Allah melanjutkan dalam ayat berikutnya QS 6:115. Telah sempurnalah kalimat Tuhanmu (Al-Quran) sebagai kalimat yang benar dan adil. Tidak ada yang dapat mengubah ubah kalimat-kalimat-Nya dan Dia lah yang Maha Mendengar lagi Maha Mengetahui. 116. Dan jika kamu menuruti kebanyakan orang-orang yang di muka bumi ini, niscaya mereka akan menyesatkanmu dari jalan Allah. Mereka tidak lain hanyalah mengikuti persangkaan belaka, dan mereka tidak lain hanyalah berdusta (terhadap Allah).

Subhanallah, cahaya Allah seperti petunjukNya adalah cahaya dan kita melihat karakteristik cahaya yang bisa kita kenali seperti itu. Sumber yang terang benderang menerangi, tidak dibungkus, tidak dimasukkan ke dalam tas, tidak direka-reka. Juga, tidak untuk diakal-akali manusia (disembunyikan), dan boleh jadi juga setiap pemahaman dari kalimat-kalimatNya dipahami berbeda-beda, sesuai dengan kapasitas dan intensitas cahaya yang sampai kepada penerimanya.

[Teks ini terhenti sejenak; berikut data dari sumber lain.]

Issue #638, opened 2016-01-14
Task Summary should include skipped tasks


gep13:
As part of a build, you might see something like this:

![image](https://cloud.githubusercontent.com/assets/1271146/12338366/26ab430a-bb07-11e5-9077-21b109b88e88.png)

But there is no mention of it in the task summary:

![image](https://cloud.githubusercontent.com/assets/1271146/12338386/38fd3f5e-bb07-11e5-9579-2f4fff5989cc.png)

This should be included in the summary, but in gray and with no time associated with it, to indicate that it was skipped.

Should this be an optional flag to include this information, or always enabled?

patriksvensson:
@gep13 I think it should always be enabled. Really useful to see what tasks that were skipped and good for debugging.

gep13:
:+1:

patriksvensson:
Closed via #648

gep13:
Woot! Thanks for the contribution @ErikSchierboom

ErikSchierboom:
@gep13 My pleasure!

PR #648, opened 2016-01-19
Display skipped tasks in task summary. #638

ErikSchierboom:
This PR ensures that skipped tasks are displayed in the task summary (issue #638). It does this by adding a `Skipped` property to the `CakeReport` class. 

When you run the updated CAKE version on a script that has two skipped tasks, the new output looks as follows:

image

I'm not sure the "(skipped)" text is the best option, but I preferred it over "-" and "- (skipped)".

Everything has been unit tested (save for the changing of the foreground color, which I don't know how to test). In the process, I have also added tests that verify that the `CakeReport` returned by the `RunTarget` method is correct.

### DIFF
--- a/src/Cake.Core.Tests/Cake.Core.Tests.csproj
+++ b/src/Cake.Core.Tests/Cake.Core.Tests.csproj
@@ -73,6 +73,7 @@
     <Compile Include="Unit\Annotations\CakePropertyAliasAttributeTests.cs" />
     <Compile Include="Unit\CakeContextTests.cs" />
     <Compile Include="Unit\CakeEngineTests.cs" />
+    <Compile Include="Unit\CakeReportTests.cs" />
     <Compile Include="Unit\CakeTaskBuilderExtensionsTests.cs" />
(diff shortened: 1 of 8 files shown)


patriksvensson:
@ErikSchierboom Awesome work :+1: I don't think testing the foreground color is super important to be honest. The important thing is that the logic around it all is tested and that you've done.

About the `(Skipped)` part, I was thinking that it might be better to just output `Skipped`.
What do you think?

(ping @devlead @gep13)

gep13:
@patriksvensson @ErikSchierboom if I had to choose, I would say drop the `( )`'s as well.  Also, I think it should be `Skipped` rather than `skipped`.  Small point, but we should get this right before pulling in.

Thanks for getting this PR done, it is something I am looking forward to running :smile:

ErikSchierboom:
@patriksvensson @gep13 I have changed the output to `"Skipped"`.

patriksvensson:
@ErikSchierboom Merged! Thank you very much for this contribution! :smile:

ErikSchierboom:
@patriksvensson My pleasure! You have an excellent code base.

Issue #621, opened 2016-01-07
Add method to get relative paths (for paths)


patriksvensson:
It would be nice (especially for logs) if `DirectoryPath` and `FilePath` had a `GetRelativePath` method that returned a new path that is relative to another path.

```csharp
public class FilePath {
  public FilePath GetRelativePath(FilePath to) {
    // Use file's directory as from path.
  }
  public DirectoryPath GetRelativePath(DirectoryPath to) {
    // Use file's directory as from path.
  }
}
```

```csharp
public class DirectoryPath {
  public FilePath GetRelativePath(FilePath to) {
    ...
  }
  public DirectoryPath GetRelativePath(DirectoryPath to) {
    ...
  }
}
```

**Requirements**

- Full unit test coverage proving that the functionality works as expected.
- No PInvoke calls to Shlwapi.dll to get the relative path.
- No URI tricks to get the relative path.
- Both from/to paths must be absolute.
- If no relative path can be calculated, the method should throw.

**Basic test cases**

```csharp
var path = new DirectoryPath("C:/A/D/E");
var result = path.GetRelativePath(new DirectoryPath("C:/A/B/C"));
Assert.Equal("../../B/C", result.FullPath);
```

```csharp
var path = new DirectoryPath("D:/A/B/C");
var result = Record.Exception(() => path.GetRelativePath(new DirectoryPath("C:/D/E/F")));
Assert.IsInstanceOf<InvalidOperationException>(result);
Assert.Equal("Paths must share a common prefix.", result.Message);
```

```csharp
var path = new DirectoryPath("C:/A/B/C/D/E/F");
var result = path.GetRelativePath(new DirectoryPath("C:/A/B/C"));
Assert.Equal("../../..", result.FullPath);
```

```csharp
var path = new DirectoryPath("C:/A/B/C");
var result = path.GetRelativePath(new DirectoryPath("C:/A/B/C/D/E/F"));
Assert.Equal("./D/E/F", result.FullPath);
```

ErikSchierboom:
@patriksvensson I am looking into this feature. What do you expect the returned FilePath to be for this code:

```csharp
var path = new FilePath("C:/hello.txt");
var result = path.GetRelativePath(new FilePath("C:/hello.txt"));
result = ???
```

Should it be `"."`, or `"./hello.txt"`, or just `"hello.txt"`?

ErikSchierboom:
[...]

PR #650, opened 2016-01-20
Add methods to get relative paths (#621)

ErikSchierboom:
This PR implements #621 and adds methods to get relative paths for both the `FilePath` and `DirectoryPath` classes.

This is a WIP as I was wondering how you'd want me to do the refactoring. At the moment, there is a lot of duplication, but I was not sure what would be the best way to refactor things. I could move the methods to the abstract base class and add some extract abstract methods, but I'm not sure you'd want to go that way. Any ideas?

### DIFF
--- a/src/Cake.Core/IO/DirectoryPath.cs
+++ b/src/Cake.Core/IO/DirectoryPath.cs
@@ -151,5 +151,30 @@ namespace Cake.Core.IO
         {
             return new DirectoryPath(path);
         }
+
+        /// <summary>
+        /// Get the relative path to another directory.
+        /// </summary>
+        /// <param name="to">The target directory path.</param>
+        /// <returns>A <see cref="DirectoryPath"/>.</returns>
+        public DirectoryPath GetRelativePath(DirectoryPath to)
+        {
+            return RelativePathResolver.Resolve(this, to);
+        }
+
+        /// <summary>
+        /// Get the relative path to another file.
+        /// </summary>
+        /// <param name="to">The target file path.</param>
+        /// <returns>A <see cref="FilePath"/>.</returns>
+        public FilePath GetRelativePath(FilePath to)
+        {
+            if (to == null)
+            {
+                throw new ArgumentNullException("to");
+            }
+
+            return GetRelativePath(to.GetDirectory()).GetFilePath(to.GetFilename());
+        }
     }
 }
--- a/src/Cake.Core.Tests/Unit/IO/DirectoryPathTests.cs
+++ b/src/Cake.Core.Tests/Unit/IO/DirectoryPathTests.cs
@@ -1,5 +1,6 @@
 ﻿using System;
 using Cake.Core.IO;
+using Cake.Testing.Xunit;
 using NSubstitute;
 using Xunit;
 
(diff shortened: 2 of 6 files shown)


patriksvensson:
Great job! :+1: 

I think that all permutations of this only uses things found in `Cake.Core.IO.Path`, so I guess you could move the code to something like `string GetRelativePath(Path from, Path to)` and return the path as a string. Then you can do the conversion to the right type in each method.

Not sure if this works since I see some minor differences in the code, but maybe that could be solved somehow.

The reason the tests fail is that Mono recognizes `C:/` as a relative path. You can fix this by either converting paths in the tests to Unix paths (without a drive) or mark the tests with a `WindowsTheory`/`WindowsFact` attribute. I think it would be useful to test both Windows and Unix paths here though.

ErikSchierboom:
The PR has been updated. I have now separated the tests into Windows path format tests and Unix format tests. That should fix the Travis build errors.

The code has also been refactored, to remove duplication.

src/Cake.Core/IO/DirectoryPath.cs
```diff
@@ -151,5 +151,70 @@ public static DirectoryPath FromString(string path)
         {
             return new DirectoryPath(path);
         }
+
+        /// <summary>
+        /// Get the relative path to another directory.
+        /// </summary>
+        /// <param name="to">The target directory path.</param>
+        /// <returns>A <see cref="DirectoryPath"/>.</returns>
+        public DirectoryPath GetRelativePath(DirectoryPath to)
```
patriksvensson: Could we break the logic of this method to it's own file. Mostly an aesthetic adjustment, but would follow how we've done with the PathCollapser stuff.

patriksvensson:
@ErikSchierboom Looks really good! :+1: Left a comment about a minor thing for you.

ErikSchierboom:
@patriksvensson Nice suggestion. I will get on it.

When looking at the `PathCollapserTests` file, I saw some `#if !UNIX` statements. Shouldn't those be converted to `[WindowsFact]` calls?

ErikSchierboom:
@patriksvensson The PR has been updated. I'm not sure about the name though.

patriksvensson:
@ErikSchierboom Maybe call it `RelativePathResolver` with a `Resolve` method. The current name is not bad per se, but might be confused with something that inherits from `Path`. What do you think?

Great finding with the `#if !UNIX` pre-processor. Should absolutely be a `WindowsTheory`, but I think that is better to fix that outside of this PR.

ErikSchierboom:
@patriksvensson Great name! I have updated the PR.

I will convert the `#if !UNIX` calls in a separate PR.

patriksvensson:
@ErikSchierboom Looks good to me. Will merge later tonight once I'm back home. :+1:

patriksvensson:
@ErikSchierboom Is this PR done? I saw the `[WIP]` tag in the title and just want to be sure I don't merge something that you're still working on.

ErikSchierboom:
@patriksvensson Whoops, I totally forgot to remove that. It is ready.

patriksvensson:
@ErikSchierboom Merged! Thanks! :+1:

Issue #649, opened 2016-01-19
FileExists alias in should make the provided path absolute


patriksvensson:
The `FileExists` alias in `Cake.Common` should make the provided path absolute before passing it to the file system abstraction. Not really a bug since it currently has no side effects, but if we ever plan on using Cake in another kind of host, this could pose a problem.

patriksvensson:
Merged via #651.

PR #651, opened 2016-01-20
FileExists alias uses absolute paths (#649)

ErikSchierboom:
This PR modifies the `FileExists` method to use an absolute path to determine if a file exists. It implements #649


patriksvensson:
Merged! Thank you for this! :+1:

PR #656, opened 2016-01-24
Allow double-dash arguments (#474)

ErikSchierboom:
This PR adds support for specifying the long-named version of parameters using the `"--"` prefix. It doesn't deprecate the existing `"-"` prefix, which also still works for long-named parameters.


patriksvensson:
Looks good to me! Will take a closer look at it tonight when I get home. :+1:

patriksvensson:
Merged! Awesome work :+1:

Pertanyaan yang kemudian menelisik hati : Apakah kita menjelaskan atau menggelapkan?.

—–

Referensi tambahan.


QS 24:35. Allah (Pemberi) cahaya (kepada) langit dan bumi. Perumpamaan cahaya Allah, adalah seperti sebuah lubang yang tak tembus, yang di dalamnya ada pelita besar. Pelita itu di dalam kaca (dan) kaca itu seakan-akan bintang (yang bercahaya) seperti mutiara, yang dinyalakan dengan minyak dari pohon yang berkahnya, (yaitu) pohon zaitun yang tumbuh tidak di sebelah timur (sesuatu) dan tidak pula di sebelah barat(nya), yang minyaknya (saja) hampir-hampir menerangi, walaupun tidak disentuh api. Cahaya di atas cahaya (berlapis-lapis), Allah membimbing kepada cahaya-Nya siapa yang dia kehendaki, dan Allah memperbuat perumpamaan-perumpamaan bagi manusia, dan Allah Maha Mengetahui segala sesuatu.

QS 42:52. Dan demikianlah Kami wahyukan kepadamu wahyu (Al Quran) dengan perintah Kami. Sebelumnya kamu tidaklah mengetahui apakah Al Kitab (Al Quran) dan tidak pula mengetahui apakah iman itu, tetapi Kami menjadikan Al Quran itu cahaya, yang Kami tunjuki dengan dia siapa yang kami kehendaki di antara hamba-hamba Kami. Dan sesungguhnya kamu benar- benar memberi petunjuk kepada jalan yang lurus.